Me my brother-in-law and a couple buddies headed out to the I 10 bridge rubble. Very fisrt cast I caught a monster Black snapper. I hooked a half a cigar minnow on it and just cast it out. No weight or anything. Within 25 seconds I had a 27 to 30 inch black snapper on. I never got a measure on it because I planned on mesuring it when it came time toclean it. Then we fished so late I had to leave for work as soon as we got back to the dock and my brother-in-law finishedcleaning them. Any way caught Mingo all day long. We also caught 9 trigger fish. I hooked a monster trigger 22-24 inches again never got to measue that one either. Had an absolute blast though. 

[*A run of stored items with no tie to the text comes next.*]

PR #74, opened 2019-12-06
Intly 3968 all tagging

austincunningham:
## Overview

Jira: https://issues.jboss.org/browse/INTLY-3968

## Verification

- Clone this branch
- Run `make cluster/prepare`
- Add the cr's to the cloud-resources-operator namespace for postgres,redis and blobstorage of type managed
e.g.
```yaml
kind: Postgres
metadata:
  # name must be between 1-40 characters
  name: example-postgres
  labels:
    # label for the product we are installing , subject to change
    productname: productName
spec:
  # i want my postgres storage information output in a secret named example-postgres-sec
  secretRef:
    name: example-postgres-sec
  # i want a postgres storage of a development-level tier
  tier: development
  # i want a postgres storage for the type workshop
  type: managed
```
- to run locally
```bash
export DEFAULT_ORGANIZATION_TAG=integreatly.org/
```

- Run `make run`
- Ensure Tags are added to the instances
- Ensure Tags are added to the snapshots for your postgres DB instance


pkg/providers/aws/provider_blobstorage.go
```diff
@@ -156,6 +156,49 @@ func (p *BlobStorageProvider) CreateStorage(ctx context.Context, bs *v1alpha1.Bl
...
 	}
 
+	// Adding tags to s3
+	p.Logger.Infof("bucket %s found, Adding tags to bucket", *bucketCreateCfg.Bucket)
+
+	// get the environment from the CR
+	defaultOrganizationTag := bs.Spec.Env.Value
+
+	// new session but don't need credentials
+	s3svctag := s3.New(session.Must(session.NewSession(&aws.Config{Region: aws.String(stratCfg.Region)})))
```
ciaranRoche: We have a helper func for creating a session `createS3Session`

pkg/providers/aws/provider_blobstorage.go
```diff
@@ -156,6 +156,49 @@ func (p *BlobStorageProvider) CreateStorage(ctx context.Context, bs *v1alpha1.Bl
 		},
 	}
 
+	// Adding tags to s3
```
ciaranRoche: Would it be worth, abstracting this logic out into its own `reconcileBucketTagging` function. IMO it would read better and follow the same pattern as reconciling the bucket creation

pkg/providers/aws/provider_postgres.go
```diff
@@ -203,6 +202,77 @@ func (p *AWSPostgresProvider) createRDSInstance(ctx context.Context, cr *v1alpha
...
+	// get the environment from the CR
+	defaultOrganizationTag := cr.Spec.Env.Value
+
+	// new session but don't need credentials
+	// Get the region from AvailabilityZone
+	rdsRegion := *foundInstance.AvailabilityZone
+	regionLen := len(rdsRegion)
+	rdsRegion = rdsRegion[:regionLen-1]
+	// get provider aws creds so the postgres instance can be deleted
+	rdsSvc = rds.New(session.Must(session.NewSession(&aws.Config{
```
ciaranRoche: Why does this session not need credentials? this makes me think we can reuse the already created session.

pkg/providers/aws/provider_postgres.go
```diff
@@ -203,6 +202,77 @@ func (p *AWSPostgresProvider) createRDSInstance(ctx context.Context, cr *v1alpha
 		}
 		return nil, "modify instance in progress", nil
 	}
+	// Add Tags to Aws Postgres resources
```
ciaranRoche: I feel this function is getting quite long. Maybe we should look at abstracting the tagging and snapshot logic to its own function.

pkg/providers/aws/provider_postgres.go
```diff
@@ -203,6 +202,77 @@ func (p *AWSPostgresProvider) createRDSInstance(ctx context.Context, cr *v1alpha
...
+	logrus.Infof("Adding Tags to RDS instance %s", *foundInstance.DBInstanceIdentifier)
+	// get the environment from the CR
+	defaultOrganizationTag := cr.Spec.Env.Value
+
+	// new session but don't need credentials
+	// Get the region from AvailabilityZone
+	rdsRegion := *foundInstance.AvailabilityZone
+	regionLen := len(rdsRegion)
```
ciaranRoche: Does this need to be a variable?

pkg/providers/aws/provider_postgres.go
```diff
@@ -203,6 +202,77 @@ func (p *AWSPostgresProvider) createRDSInstance(ctx context.Context, cr *v1alpha
...
+	inputRdsInstance := &rds.AddTagsToResourceInput{
+		ResourceName: aws.String(*foundInstance.DBInstanceArn),
+		Tags:         rdsTag,
+	}
+
+	// adding tags to rds postgres instance
+	_, err = rdsSvc.AddTagsToResource(inputRdsInstance)
+	if err != nil {
+		msg := "Failed to add Tags to RDS instance"
+		logrus.Errorf("Error : %s : %s", msg, err)
```
ciaranRoche: Why are we only logging this error?

pkg/providers/aws/provider_postgres.go
```diff
@@ -203,6 +202,77 @@ func (p *AWSPostgresProvider) createRDSInstance(ctx context.Context, cr *v1alpha
...
+	}
+
+	// Get a list of Snapshot objects for the DB instance
+	rdsSnapshotAttributeInput := &rds.DescribeDBSnapshotsInput{
+		DBInstanceIdentifier: aws.String(*foundInstance.DBInstanceIdentifier),
+	}
+	rdsSnapshotList, err := rdsSvc.DescribeDBSnapshots(rdsSnapshotAttributeInput)
+	if err != nil {
+		logrus.Infof("Can't get Snapshot info : %s", err)
```
ciaranRoche: Same as above, should we be returning this error?

pkg/providers/aws/provider_postgres.go
```diff
@@ -203,6 +202,77 @@ func (p *AWSPostgresProvider) createRDSInstance(ctx context.Context, cr *v1alpha
...
+	for _, snapshotList := range rdsSnapshotList.DBSnapshots {
+		inputRdsSnapshot := &rds.AddTagsToResourceInput{
+			ResourceName: aws.String(*snapshotList.DBSnapshotArn),
+			Tags:         rdsTag,
+		}
+		// Adding Tags to RDS Snapshot
+		_, err = rdsSvc.AddTagsToResource(inputRdsSnapshot)
+		if err != nil {
+			msg := "Failed to add Tags to RDS Snapshot"
+			logrus.Errorf("Error : %s : %s", msg, err)
```
ciaranRoche: Same as above.

pkg/providers/aws/provider_redis.go
```diff
@@ -158,6 +159,66 @@ func (p *AWSRedisProvider) createElasticacheCluster(ctx context.Context, r *v1al
...
+		}
+		input := &elasticache.AddTagsToResourceInput{
+			ResourceName: aws.String(arn),
+			Tags:         cacheTag,
+		}
+		// add tags
+		_, err = cacheSvcTag.AddTagsToResource(input)
+
+		//TODO when snapshots are created add tags to them
+		//inputDescirbe := &elasticache.DescribeSnapshotsInput{
```
ciaranRoche: Do we need to leave this commented out code?

pkg/providers/aws/provider_redis.go
```diff
@@ -158,6 +159,66 @@ func (p *AWSRedisProvider) createElasticacheCluster(ctx context.Context, r *v1al
 		return nil, "modify elasticache cluster in progress", nil
 	}
 
+	// Add Tags to AWS Elasticache
+	if err != nil {
+		logrus.Errorf("Error Failed to get strategy config: %s", err)
+	}
+	cacheSvcTag := elasticache.New(session.Must(session.NewSession(&aws.Config{Region: aws.String(stratCfg.Region)})))
```
ciaranRoche: Same as others, do we need to create a new session for the tagging?

pkg/providers/openshift/provider_postgres.go
```diff
@@ -443,7 +444,7 @@ func buildDefaultPostgresPodContainers(ps *v1alpha1.Postgres) []v1.Container {
 	return []v1.Container{
 		{
 			Name:  ps.Name,
-			Image: "registry.redhat.io/rhscl/postgresql-96-rhel7",
+			Image: "registry.redhat.io/rhscl/postgresql-10-rhel7",
```
ciaranRoche: Why are we changing this image?

version/version.go
```diff
@@ -1,5 +1,5 @@
 package version
 
 var (
-	Version = "0.2.0"
+	Version = "0.3.0"
```
ciaranRoche: Is this related to this change?

deploy/crds/integreatly_v1alpha1_postgres_cr.yaml
```diff
@@ -11,3 +11,10 @@ spec:
   tier: development
   # i want a postgres storage for the type workshop
   type: workshop
+  labels:
```
ciaranRoche: Comment around how we are doing this. Do we need to add this info to the CR. Can we not generate these dynamically? 
I would lean toward not having them added to the CR, but think maybe we should have more of a discussion around this

pkg/providers/openshift/provider_postgres.go
dimitraz: Looks like a cherry pick from my old branch which should be merged now, just needs a rebase I think

version/version.go
dimitraz: Same thing

pkg/providers/aws/provider_redis.go
ciaranRoche: I just noticed this work is done here https://github.com/integr8ly/cloud-resource-operator/pull/75

Can we look at merging these together, to speed up the verification

pkg/providers/aws/provider_blobstorage.go
```diff
@@ -156,6 +156,49 @@ func (p *BlobStorageProvider) CreateStorage(ctx context.Context, bs *v1alpha1.Bl
...
+	// get the environment from the CR
+	defaultOrganizationTag := bs.Spec.Env.Value
+
+	// new session but don't need credentials
+	s3svctag := s3.New(session.Must(session.NewSession(&aws.Config{Region: aws.String(stratCfg.Region)})))
+
+	//get Cluster Id
+	clusterId, _ := resources.GetClusterId(ctx, p.Client)
+	// Tagging input
+	bucketTaggingInput := &s3.PutBucketTaggingInput{
```
dimitraz: Reading up about `PutBucketTagging`, it seems to override existing tags if there are any. Do we want this? Would it be safer to get a list of tags and merge our tags with that existing list? 

wdyt @austincunningham @ciaranRoche

deploy/crds/integreatly_v1alpha1_postgres_cr.yaml
dimitraz: Would be pretty nice to be able to tag based on flexible list of key/value pairs, that way we aren't adding labels that are very integreatly specific. 

For integration with integreatly we could have a cro util function that accepts a map of key value pairs, and updates the cr dynamically with the labels. If labels exist on the cr we can proceed to tag the aws resources.

pkg/apis/integreatly/v1alpha1/types/types.go
```diff
@@ -18,12 +20,23 @@ type SecretRef struct {
...
+}
+
 // ResourceTypeSpec Represents the basic information required to provision a resource type
 // +k8s:openapi-gen=true
 type ResourceTypeSpec struct {
 	Type      string     `json:"type"`
 	Tier      string     `json:"tier"`
 	SecretRef *SecretRef `json:"secretRef"`
+	Env       *Env       `json:"env"`
+	Labels    *Labels    `json:"labels"`
```
dimitraz: Personally I think these fields should be optional. If the labels are there, we can use them to tag our resources. If the organisation tag is there, we can use that too, or otherwise set a reasonable/empty fallback value.

pkg/providers/openshift/provider_postgres.go
ciaranRoche: Why was the image changed, have the products changed to this version?

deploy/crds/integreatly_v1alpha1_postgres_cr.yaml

My bro and I put some fins and a mask on and hopped in the water with our spear guns. The water there is right around 70 ft. So we would free dive down to between 35 and 50 feet and shoot a fish and swim back up with it. I shot about an 18 inch lesser AJ. Our buddy went with us a couple times and said he saw about an 8 foot bull shark. We werent too worried about it and kept diving. My bro-in-law saw him about 10 mins later and still we werent that worried so we kept diving. Anyway 20 mins or so later we are hanging on to the boat catching our breath and I look back and see a 7-8 foot tiger shark swimming behind us about 3 inches behind my bother in law and he didnt even know it was there. I hopped in the boat and yelled at him to get out of the water. Anyway we got out safe and even got to snap a quick picture of the tiger. It was an absolutely awesome day of fishing and diving. I hope this oil stays away so we can enjoy the water the rest of the summer. 

In the end we ended up with 17 mingo, 9 trigger (one monster), and The biggest black snapper I've ever caught. We had a blast. 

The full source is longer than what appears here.